Einaudi Center for International Studies

Whose Force is Violence? Sangha Sovereign and Authority of the Tradition, by Geethika Dharmasinghe

November 1, 2021

12:15 pm

Uris Hall, G08

This paper is an attempt to understand how, what counts as “violence,” and what does not, emerges in a given society. Groups in post-1990s Sri Lanka, particularly those led by monks, engage in and authorize a “new” monastic discourse in which they demand state sovereign power. These groups and their political actions – hunger strikes, protests, and hostility towards minority communities, especially Muslims – are able to disable the state order. However, these acts are rarely considered “violent” by the majority of Sinhalese Buddhists. In this paper, Dharmasinghe analyzes how the actions of some monks come to be interpreted or glossed as not-violence in the Sinhala Buddhist majoritarian tradition in Sri Lanka. It is her contention that the Sinhala Buddhist tradition serves as a legitimizing frame for the monks' authority as a force in Sri Lanka. Dharmasinghe's ethnographic materials are gathered from Sri Lanka, but she argues that this work’s relevance goes beyond places where the Theravada Buddhist tradition triumphs.
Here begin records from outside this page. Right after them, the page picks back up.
PR #9565, opened 2026-08-14
fix: legacy custom VectorDb compatibility and DB-backed schedule name uniqueness

kausmeows:
## Summary

Fixes two findings from the user-isolation review: a Tier-1 break for third-party
VectorDb adapters and the schedule-name TOCTOU race (findings B2 and A3).

### Legacy custom `VectorDb` adapters silently broken

v3 threads `user_id=` into every `vector_db` call unconditionally — even as `None`.
A third-party adapter written against the v2 ABC has no `user_id` parameters, so the
kwarg raised `TypeError`, which the surrounding `except Exception` swallowed into
`[]` / no-op: **every existing custom adapter silently lost all retrieval after
upgrade, isolation on or off.**

- New `strict_user_id_kwarg` helper in `agno/utils/knowledge.py` — the fail-closed
  sibling of `get_user_id_kwarg`: signature-sniffs the callee, omits the kwarg for
  unscoped (`None`) calls so legacy adapters run exactly like v2, and raises a clear
  `ValueError` (naming the adapter and pointing at `agno.vectordb.base.VectorDb`)
  when a *scoped* call hits an adapter that cannot honour it. Never fails open.
- All 14 `vector_db` call sites in `Knowledge` route through it: `search`,
  `asearch` (+ sync fallback), `content_hash_exists`, both `delete_by_content_id`
  sites, and the eight insert/upsert variants (sync/async × single/multi-source).
- A scoped ingest against a legacy adapter marks the content row FAILED and raises;
  nothing ever lands unscoped in the store.

Verified live against the real ingest pipeline (SQLite contents-db + a faithful
v2-signature adapter), A/B'd pre/post-fix: pre-fix unscoped search returned `[]`
with only a buried log line; post-fix it returns results, and scoped calls fail
closed.

### No unique `(user_id, name)` constraint on schedules 

The schedules router enforces per-owner name uniqueness with check-then-insert,
which races under concurrent creates. Now DB-backed:

- **Schema** (Postgres + SQLite): two partial unique indexes on the schedules
  table — `uq_user_name (user_id, name) WHERE user_id IS NOT NULL` and
  `uq_unowned_name (name) WHERE user_id IS NULL`. Two partials instead of one
  constraint because NULLs are distinct in unique constraints (the unowned bucket
  would stay unguarded) and SQLite cannot drop a table-level constraint, which
  would make the migration revert impossible.
- **Migration** (`v3_0_0`): the schedules step also creates both indexes on
  existing tables, each in its own transaction — pre-existing duplicate names
  warn and skip only the conflicting index instead of failing the migration.
  The SQLite revert drops them before dropping the `user_id` column. Sync + async.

Geethika Dharmasinghe, is a PhD candidate in the Department of Asian Studies at Cornell University. With the support of the Wenner-Gren Foundation, Dharmasinghe finished her field work in Sri Lanka in 2019. The larger question that hovers over her dissertation concerns the relationship of “Buddhists” to “violence.” It examines the conditions of possibilities for the emergence of Buddhist violence located outside of state control yet indebted to post-colonial avowedly secular electoral procedures, claiming premodern precedent for activities supported by a neo-liberal economic order. .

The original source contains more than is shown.